# Coffee Related Photography



## The Systemic Kid (Nov 23, 2012)

How about a thread for photographs with a coffee related theme?

I'll begin by offering this - rare glimpse of some sunlight lighting up the lever. Should have gone the extra mile and taken the shot on 35mm but the light was fleeting and the phone was to hand.


----------



## Rhys (Dec 21, 2014)

Bit 'Art Deco'ish..'


----------



## Stanic (Dec 12, 2015)




----------



## haz_pro (Apr 4, 2013)

Haven't taken any photos for a while, those that I have are over edited (they're from Instagram).


----------



## fatboyslim (Sep 29, 2011)

Mine and @Rhys collaborative coffee set up










I wonder do you recognise your only handy work TSK?


----------



## The Systemic Kid (Nov 23, 2012)

Is it me or is the Speedster giving the EK the come on??


----------



## MildredM (Feb 13, 2017)

Hard to follow ^^^^


----------



## Stanic (Dec 12, 2015)

The Systemic Kid said:


> Is it me or is the Speedster giving the EK the come on??
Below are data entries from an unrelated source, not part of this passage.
PR #1467, opened 2019-02-27
Link build status badge to branch overview

znation:
Currently, our build status badge links to whatever happens to be the "current" build, which is usually a random pull request build. This commit changes that to link to the branch overview page (which lists the default branch, master, separately and first). I couldn't find a better direct link for just the master branch.


znation:
Thanks @TobyRoseman; I agree with your feedback. Please see my latest commit. I also added a couple more badges that look useful to me.

PR #1469, opened 2019-02-28
Metric

shreyajain17:
- Fixing the inconsistency between python and c++ object detection codes (metric options)

### DIFF
--- a/src/unity/toolkits/object_detection/object_detector.cpp
+++ b/src/unity/toolkits/object_detection/object_detector.cpp
@@ -332,7 +332,7 @@ variant_map_type object_detector::evaluate(
     metrics = {AP50,MAP50};
   }
   else if (metric == "all") {
-    metrics = {AP,AP50,MAP,MAP50};
+    metrics = all_metrics;
   }
   else {
     log_and_throw("Metric " + metric + " not supported");
--- a/src/unity/toolkits/object_detection/object_detector.cpp
+++ b/src/unity/toolkits/object_detection/object_detector.cpp
@@ -331,7 +331,7 @@ variant_map_type object_detector::evaluate(
   else if (metric == "auto") {
     metrics = {AP50,MAP50};
   }
-  else if (metric == "all") {
+  else if (metric == "all" || metric == "report") {
     metrics = all_metrics;
   }
   else {
--- a/src/unity/toolkits/object_detection/object_detector.cpp
+++ b/src/unity/toolkits/object_detection/object_detector.cpp
@@ -319,23 +319,23 @@ variant_map_type object_detector::evaluate(
     gl_sframe data, std::string metric,
     std::map<std::string, flexible_type> opts) {
 
-  // TODO: Support user-configurable metric and options.
   std::vector<std::string> metrics;
   static constexpr char AP[] = "average_precision";
   static constexpr char MAP[] = "mean_average_precision";
   static constexpr char AP50[] = "average_precision_50";
   static constexpr char MAP50[] = "mean_average_precision_50";
   std::vector<std::string> all_metrics = {AP,MAP,AP50,MAP50};
-  if (std::find(all_metrics.begin(), all_metrics.end(), metric) != all_metrics.end() ){
+  if (std::find(all_metrics.begin(), all_metrics.end(), metric) != all_metrics.end()) {
     metrics = {metric};
-    }
-  else if (metric=="auto"){
-    metrics={AP50,MAP50};}
-  else if(metric=="all"){
-    metrics={AP,AP50,MAP,MAP50};
-    }
-  else{
-    log_and_throw("Metric "+ metric + " not supported");
+  }
+  else if (metric == "auto") {
+    metrics = {AP50,MAP50};
+  }
+  else if (metric == "all") {
+    metrics = {AP,AP50,MAP,MAP50};
+  }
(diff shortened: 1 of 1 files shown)


nickjong:
It looks like this PR includes some commits from your last PR. Could you remove those commits from your branch?

src/unity/toolkits/object_detection/object_detector.cpp
```diff
@@ -320,7 +320,25 @@ variant_map_type object_detector::evaluate(
     std::map<std::string, flexible_type> opts) {
 
   // TODO: Support user-configurable metric and options.
```
nickjong: We can remove this TODO now

src/unity/toolkits/object_detection/object_detector.cpp
```diff
@@ -469,10 +487,20 @@ variant_map_type object_detector::evaluate(
     return std::accumulate(v.begin(), v.end(), 0.f) / v.size();
```
nickjong: We can remove the TODO above here, too ("TODO: Respect the `metric` argument...")

src/unity/toolkits/object_detection/object_detector.cpp
```diff
@@ -469,10 +487,20 @@ variant_map_type object_detector::evaluate(
...
   };
   variant_map_type result_map;
-  result_map["average_precision_50"] = create_dict(average_precision_50);
-  result_map["average_precision"] = create_dict(average_precision);
-  result_map["mean_average_precision_50"] = compute_mean(average_precision_50);
-  result_map["mean_average_precision"] = compute_mean(average_precision);
+  
+  if (std::find(metrics.begin(), metrics.end(), AP) != metrics.end() ){
+    result_map["average_precision"] = create_dict(average_precision);
```
nickjong: We may as well use the new constants you defined here, instead of these string literals. So `AP` instead of `"average_precision"`

src/unity/toolkits/object_detection/object_detector.cpp
```diff
@@ -320,7 +320,25 @@ variant_map_type object_detector::evaluate(
...
 
   // TODO: Support user-configurable metric and options.
-
+  std::vector<std::string> metrics;
+  static constexpr char AP[] = "average_precision";
+  static constexpr char MAP[] = "mean_average_precision";
+  static constexpr char AP50[] = "average_precision_50";
+  static constexpr char MAP50[] = "mean_average_precision_50";
+  std::vector<std::string> all_metrics = {AP,MAP,AP50,MAP50};
+  if (std::find(all_metrics.begin(), all_metrics.end(), metric) != all_metrics.end() ){
```
nickjong: Nitpick: While we don't have a strict style guide, I think that we should strive to make the formatting of our code somewhat consistent. The series of if statements here vary on a number of points:
* Whether there's a space between the `if` and the opening parenthesis
* Whether there's a space before the closing parenthesis of the `if`
* The indent level of the closing curly brace

FWIW, the other code in this file:
* Exactly one space immediately after `if` or `else`
* One space between a `)` and `{`
* Closing `}` on its own line (especially when the opening `{` is at the end of a line)
* Closing `}` at the same indent level as the `if` or `else` that opened that scope
* Generally, no space immediately after `(` or immediately before `)`. But definitely the opening and closing spacing should match one another

nickjong: (Someday maybe this can be something we do automatically as a post-processing step, using `clang-format`)

src/unity/toolkits/object_detection/object_detector.cpp
```diff
@@ -319,8 +319,26 @@ variant_map_type object_detector::evaluate(
...
     std::map<std::string, flexible_type> opts) {
 
-  // TODO: Support user-configurable metric and options.
-
+  std::vector<std::string> metrics;
+  static constexpr char AP[] = "average_precision";
+  static constexpr char MAP[] = "mean_average_precision";
+  static constexpr char AP50[] = "average_precision_50";
+  static constexpr char MAP50[] = "mean_average_precision_50";
+  std::vector<std::string> all_metrics = {AP,MAP,AP50,MAP50};
```
nickjong: Let's go ahead and leave `all_metrics` default-initialized in this line:
```
std::vector<std::string> all_metrics;
```
Since you already handle this case in line 335.

znation:
@shreyajain17 FYI, you can do a couple of things to make your PRs more associated with the issue(s) you are fixing:

* The title should reflect either the issue(s) being addressed, or the specific changes in the PR; "Metric" is a bit too vague and could mean lots of things. We will want to be able to look back at the list of PRs and get a sense of what went in, just from the PR titles.

* You can write "Fixes #xyz" anywhere in either the commit message and/or the PR description (but with an issue number instead of "xyz") to have GitHub automatically close the issue for you once the PR goes in. Otherwise, you'll want to manually associate the issue with the PR (by linking from one to the other in either direction, in a comment) and manually close it.

shreyajain17:
Got it.

nickjong:
I think it's also a good idea to edit what Git stores in the log for the commit. Just include what will be useful for someone reading the log in the future.

For example, it's not useful to have a bullet point in the final commit message for "Addressed review feedback"

(The default commit message is mostly just a list of the individual commits that were in the final pull request)

PR #1472, opened 2019-02-28
Added error message for probability output type for multiclass predict. Fixes #1414

### LINKED ISSUE #1414: Logistic Classifier: disable probability output type for multiclass predict
```python
import turicreate as tc

data = tc.SFrame([-100,-100,-100, 0,0,0, 100,100,100])
data['label'] = data['X1']
m = tc.logistic_classifier.create(data, 'label')

m.predict({'X1': 0}, output_type='probability')
```

The call to `predict` produces a long stack trace with the error message:
`TypeError: Cannot convert [0.0773239 0.869718 0.0529583] to float`

We shouldn't be trying to do a `probability` predict if the number of classes is more than two, per the docstring:
```
    - 'probability': Prediction probability associated with the True
      class (not applicable for multi-class classification)
```
We should just print a message about it being disabled for multi-class.

shreyajain17:
- Added an error message for probability output type for multiclass predict in logistic classifier

- It points the user to use probability vector instead

- fixes #1414


src/unity/python/turicreate/toolkits/classifier/logistic_classifier.py
```diff
@@ -621,10 +622,11 @@ class as a vector. The probability of the first class (sorted
         >>> class_predictions = model.predict(data, output_type='class')
 
         """
-
-        return super(_Classifier, self).predict(dataset,
-                                                output_type=output_type,
-                                                missing_value_action=missing_value_action)
+        if self.num_classes >2 and output_type=='probability':
+            raise ToolkitError("Not for multiclass")
+        return super(_Classifier, self).predict(dataset,output_type=output_type,missing_value_action=missing_value_action)
```
nickjong: Nit: I don't think you need to touch this line. Leaving it alone avoids cluttering the git blame/history for this line

src/unity/python/turicreate/toolkits/classifier/logistic_classifier.py
```diff
@@ -621,10 +622,11 @@ class as a vector. The probability of the first class (sorted
         >>> class_predictions = model.predict(data, output_type='class')
 
         """
-
-        return super(_Classifier, self).predict(dataset,
-                                                output_type=output_type,
-                                                missing_value_action=missing_value_action)
+        if self.num_classes >2 and output_type=='probability':
```
nickjong: Nit: for readability, let's leave spaces around the `>` and `==` operators

src/unity/python/turicreate/toolkits/classifier/logistic_classifier.py
```diff
@@ -10,6 +10,7 @@
 from __future__ import division as _
 from __future__ import absolute_import as _
 import turicreate as _turicreate
+from turicreate.toolkits._main import ToolkitError
```
TobyRoseman: You'll want to hide this import (like the other imports in this file):
`from turicreate.toolkits._main import ToolkitError as _ToolkitError`

Then in the body of your code, refer to it as `_ToolkitError` rather than `ToolkitError`.

src/unity/python/turicreate/toolkits/classifier/logistic_classifier.py
```diff
@@ -621,10 +622,11 @@ class as a vector. The probability of the first class (sorted
         >>> class_predictions = model.predict(data, output_type='class')
 
         """
-
-        return super(_Classifier, self).predict(dataset,
-                                                output_type=output_type,
-                                                missing_value_action=missing_value_action)
+        if self.num_classes >2 and output_type=='probability':
+            raise ToolkitError("Not for multiclass")
```
nickjong: Could we add a more informative error message for users who may not understand what's going on?

nickjong:
Could we add a unit test for this case?

src/unity/python/turicreate/toolkits/classifier/logistic_classifier.py
TobyRoseman: I thought your previous error message was better, more-descriptive.

src/unity/python/turicreate/toolkits/classifier/logistic_classifier.py
shreyajain17: Because when I made the change in C++, predict_topk for multi class classification was also breaking which is not we want, right?

src/unity/python/turicreate/toolkits/classifier/logistic_classifier.py
shreyajain17: Yeah completely forgot to change it.

src/unity/python/turicreate/toolkits/classifier/logistic_classifier.py
shreyajain17: Okay

src/unity/python/turicreate/toolkits/classifier/logistic_classifier.py
shreyajain17: Okay

src/unity/python/turicreate/toolkits/classifier/logistic_classifier.py
shreyajain17: Yeah I forgot to change it.

src/unity/python/turicreate/toolkits/classifier/logistic_classifier.py
shreyajain17: > Could we add a unit test for this case?

This is already present for number of classes more than 2

```
try:
      ans =  model.predict(self.sf, output_type='probability')
except ToolkitError:
       pass
```
Should I just remove try except block because it should always in the situation raise an error

shreyajain17:
> Could we add a unit test for this case?
This is already there in test file for more than two classes.
```
try:
                ans =  model.predict(self.sf, output_type='probability')
            except ToolkitError:
                pass
```
Should I just remove try except block because it should always raise an error in this situation?

nickjong:
Ah, I see, we already had a passing test for this case, we're just improving the error message that gets shown to the user. Nevermind, I think the test is fine then as is

src/unity/python/turicreate/toolkits/classifier/logistic_classifier.py
nickjong: Hmm, upon closer inspection, I believe this code is intended to handle this case:
https://github.com/apple/turicreate/blob/master/src/unity/toolkits/supervised_learning/supervised_learning.cpp#L448

We should understand why the code path doesn't go through this line, where the check should be applied and an appropriate error message already exists

TobyRoseman: You're right that's not what we want. . . . Looking at your first change, I'm very surprised it was having that behavior. Was `log_and_throw` not actually throwing an exception?

src/unity/python/turicreate/toolkits/classifier/logistic_classifier.py
```diff
@@ -621,10 +621,12 @@ class as a vector. The probability of the first class (sorted
         >>> class_predictions = model.predict(data, output_type='class')
 
         """
-
+
```
nickjong: Let's just revert back to the original `logistic_classifier.py`; I don't think we need this PR to touch this file at all

src/unity/toolkits/supervised_learning/supervised_learning.cpp
```diff
@@ -519,6 +519,14 @@ gl_sarray supervised_learning_model_base::fast_predict(
   } else if (output_type == "probability_vector"){
     ret_type = flex_type_enum::VECTOR;
   } else {
+      if (output_type == "probability" && variant_get_value<size_t>(state.at("num_classes")) > 2) {
```
nickjong: Nit: Let's match the surrounding code and only indent by 2 here, not 4.

(We sometimes use an indent level of 4 for code that is essentially wrapped due to line length)

src/unity/toolkits/supervised_learning/supervised_learning.cpp
```diff
@@ -519,6 +519,14 @@ gl_sarray supervised_learning_model_base::fast_predict(
...
+        std::stringstream ss;
+        ss << "Output type '" << output_type
```
nickjong: We don't need to use `output_type` here, since you've already tested that it's equal to `"probability"`. As a result, you can avoid the use of `std::stringstream` entirely

PR #1473, opened 2019-03-01
Correcting anchor tags for relative links to work correctly. Fixes #1143

### LINKED ISSUE #1143: UG relative links don't work well on apple.github.io/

with the water wand turned like that..it's definitely looking for some long infusions


----------



## kennyboy993 (Jan 23, 2017)

Speedster and ek43, sun shining through the windows, hasbean and union at the ready - enough for a forum ban in my books


----------



## Mrboots2u (May 10, 2013)

I don't have a shiny machine anymore , so my contributions to this thread will probably be limited to Cafe's


----------



## Rhys (Dec 21, 2014)

Pic nicked from @fatboyslim and edited by me..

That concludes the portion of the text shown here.